Task to carry out:
In the material below, find how many lines contain the string "TingLei". Write only that number.

Data to use:
Start of Block

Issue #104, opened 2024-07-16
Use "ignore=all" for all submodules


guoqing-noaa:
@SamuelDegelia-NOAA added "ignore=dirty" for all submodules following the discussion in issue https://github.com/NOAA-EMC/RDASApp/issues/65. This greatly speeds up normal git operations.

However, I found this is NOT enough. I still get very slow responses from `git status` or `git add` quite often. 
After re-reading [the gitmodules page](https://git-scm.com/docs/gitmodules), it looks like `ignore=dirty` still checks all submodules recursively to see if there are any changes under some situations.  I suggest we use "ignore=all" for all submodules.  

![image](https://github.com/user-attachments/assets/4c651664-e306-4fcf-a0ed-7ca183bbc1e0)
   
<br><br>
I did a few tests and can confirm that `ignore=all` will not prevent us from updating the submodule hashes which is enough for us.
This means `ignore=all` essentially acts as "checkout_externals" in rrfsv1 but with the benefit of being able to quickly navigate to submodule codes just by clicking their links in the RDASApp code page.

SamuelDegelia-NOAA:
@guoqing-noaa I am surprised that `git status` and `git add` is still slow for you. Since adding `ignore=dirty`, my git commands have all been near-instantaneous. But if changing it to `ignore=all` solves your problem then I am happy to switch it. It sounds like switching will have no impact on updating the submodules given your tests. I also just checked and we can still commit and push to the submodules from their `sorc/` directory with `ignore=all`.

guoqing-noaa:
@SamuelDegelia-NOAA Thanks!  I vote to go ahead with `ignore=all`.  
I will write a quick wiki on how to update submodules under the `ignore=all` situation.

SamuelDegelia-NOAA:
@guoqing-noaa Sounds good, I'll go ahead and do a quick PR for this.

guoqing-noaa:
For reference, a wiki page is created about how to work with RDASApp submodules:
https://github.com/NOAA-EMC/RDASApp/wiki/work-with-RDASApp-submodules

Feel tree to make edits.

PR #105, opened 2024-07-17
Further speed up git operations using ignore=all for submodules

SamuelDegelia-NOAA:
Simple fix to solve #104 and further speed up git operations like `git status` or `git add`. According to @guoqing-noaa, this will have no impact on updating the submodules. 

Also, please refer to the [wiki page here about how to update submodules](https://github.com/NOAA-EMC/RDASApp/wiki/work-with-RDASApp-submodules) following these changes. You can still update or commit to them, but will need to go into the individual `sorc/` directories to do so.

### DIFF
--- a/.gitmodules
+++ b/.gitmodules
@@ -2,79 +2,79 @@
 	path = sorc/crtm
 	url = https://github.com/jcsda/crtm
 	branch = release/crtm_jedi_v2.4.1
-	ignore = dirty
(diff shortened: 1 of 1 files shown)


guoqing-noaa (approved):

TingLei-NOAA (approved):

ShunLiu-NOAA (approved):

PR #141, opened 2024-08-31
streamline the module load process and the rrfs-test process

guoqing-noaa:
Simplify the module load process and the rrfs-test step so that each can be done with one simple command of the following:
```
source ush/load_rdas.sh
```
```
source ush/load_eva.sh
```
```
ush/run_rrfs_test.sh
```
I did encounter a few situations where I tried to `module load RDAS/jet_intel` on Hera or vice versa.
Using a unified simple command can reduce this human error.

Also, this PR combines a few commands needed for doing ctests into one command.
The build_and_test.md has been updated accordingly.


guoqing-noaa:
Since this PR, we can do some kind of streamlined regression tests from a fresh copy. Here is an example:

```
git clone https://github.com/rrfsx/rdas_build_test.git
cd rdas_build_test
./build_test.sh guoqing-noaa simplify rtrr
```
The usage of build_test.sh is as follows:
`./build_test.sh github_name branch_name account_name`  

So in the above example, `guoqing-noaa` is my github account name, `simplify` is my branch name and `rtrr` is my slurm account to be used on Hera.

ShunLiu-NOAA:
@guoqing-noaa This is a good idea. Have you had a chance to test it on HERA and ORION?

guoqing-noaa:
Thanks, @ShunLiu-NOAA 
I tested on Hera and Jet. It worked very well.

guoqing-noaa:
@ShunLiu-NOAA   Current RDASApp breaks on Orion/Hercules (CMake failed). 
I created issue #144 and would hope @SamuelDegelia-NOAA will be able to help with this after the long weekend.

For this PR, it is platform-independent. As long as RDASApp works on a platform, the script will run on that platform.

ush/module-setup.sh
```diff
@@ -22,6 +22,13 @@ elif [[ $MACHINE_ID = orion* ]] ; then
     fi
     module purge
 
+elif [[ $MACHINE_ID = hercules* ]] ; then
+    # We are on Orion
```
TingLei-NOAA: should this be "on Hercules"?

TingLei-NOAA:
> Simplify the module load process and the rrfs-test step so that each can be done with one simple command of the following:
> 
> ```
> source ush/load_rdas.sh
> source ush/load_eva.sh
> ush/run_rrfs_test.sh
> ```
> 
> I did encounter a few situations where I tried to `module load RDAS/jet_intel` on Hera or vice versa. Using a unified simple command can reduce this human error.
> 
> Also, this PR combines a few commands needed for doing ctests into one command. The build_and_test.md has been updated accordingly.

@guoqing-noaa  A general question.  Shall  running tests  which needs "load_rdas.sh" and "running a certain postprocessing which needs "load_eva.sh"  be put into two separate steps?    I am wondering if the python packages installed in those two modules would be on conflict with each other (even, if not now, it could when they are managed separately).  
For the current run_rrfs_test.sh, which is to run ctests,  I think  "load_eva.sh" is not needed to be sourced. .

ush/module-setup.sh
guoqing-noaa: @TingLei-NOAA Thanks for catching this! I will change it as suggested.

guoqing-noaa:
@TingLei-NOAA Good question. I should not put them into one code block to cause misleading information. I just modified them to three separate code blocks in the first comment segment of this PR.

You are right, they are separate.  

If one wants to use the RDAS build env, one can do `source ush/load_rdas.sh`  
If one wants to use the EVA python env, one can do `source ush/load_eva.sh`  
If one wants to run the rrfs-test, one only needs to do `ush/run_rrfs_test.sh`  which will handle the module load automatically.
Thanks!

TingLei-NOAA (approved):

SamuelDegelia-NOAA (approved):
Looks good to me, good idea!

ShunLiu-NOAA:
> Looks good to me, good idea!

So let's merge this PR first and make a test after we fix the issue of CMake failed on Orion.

End of Block

Answer box:
6